We are committed to transparency and accountability in how we spend, invest, and earn money, breaking free from the secrecy around budgets and investments in philanthropy. 

In our first year, we took our time to select vendors, contractors, and consultants through a lens of returning resources. We shifted our language from an operations budget to a people budget to honor the humanity of our team members. 

  • We also launched a partnership with Adasina — a “Black-owned investment firm that is majority-operated by women, people of color, and members of the LGBTQ+ community.” They develop investment portfolios that support social justice and divert funding from harmful entities (e.g. private prisons, fossil fuels, big pharma). In this relationship, we’re learning the ins and outs of building wealth, investing in the stock market, and shareholder activism — and we’re sharing these learnings with our partners.
  • We joined the Just Transition Investment Community, hosted by Justice Funders.

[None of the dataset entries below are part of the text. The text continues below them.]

PR #2084, opened 2023-06-06
Modify rule S2055(Java): Update rule according to the LayC

alban-auzeill:
image
image
image

### DIFF
--- a/rules/S2055/java/rule.adoc
+++ b/rules/S2055/java/rule.adoc
@@ -3,7 +3,8 @@
 Java serialization is the conversion from objects to byte streams for storage or transmission.
 And later, java deserialization is the reverse conversion, it reconstructs objects from byte streams.
 
-Subtypes of the `java.io.Serializable` interface are called serializable classes.
+To make a java class serializable, this class should implement the `java.io.Serializable` interface directly or
+through its inheritance.
 
 [source,java]
 ----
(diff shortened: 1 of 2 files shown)


rules/S2055/java/rule.adoc
```diff
@@ -1,61 +1,163 @@
 == Why is this an issue?
```
leveretka, line 1: I think in this section you still haven't explained, why this is an issue. I think it's worth mentioning, what happens if you don't follow this rule. Like that there will be an exception at runtime.

rules/S2055/java/rule.adoc
```diff
@@ -1,61 +1,163 @@
...
 
+public class OtherSerializableClass extends SerializableClass {
+  // is also serializable because it is a subtype of Serializable
+}
+----
 
-=== Noncompliant code example
+Serialization stores the fields of serializable classes and ignores the fields of non-serializable classes.
+Deserialization instantiates serializable objects and fields without using any declared constructors. And for the
+non-serializable objects, it calls the implicit or explicit no-argument constructor.
```
leveretka, line 25: I find this section more confusing than the previous description if you don't know what it is about. How about:

"Serializable classes can have non-serializable ancestors, and to initialize fields inherited from such ancestor the no-argument constructor will be invoked. If there's no implicit or explicit no-argument constructor, the error occurs at runtime".

leveretka (changes requested):

rules/S2055/java/rule.adoc
alban-auzeill: @leveretka I have reworked the rule and updated the above screen capture.

leveretka (approved):
LGTM!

It’s been a privilege to learn from national movement leaders, innovative foundations, and explore frameworks that allow us to invest directly in our communities, without perpetuating extractive capitalism.

What we’ve been asking ourselves

  • As a spend-up-and-out foundation, how might we plan for impermanence as an organization, while the forces of capitalism, racism, and oppression are raging?
  • What budget scenarios (balancing investing and grantmaking) will adequately resource people, place, and power?
  • What can ethical wealth-building for BIPOC communities look like under capitalism?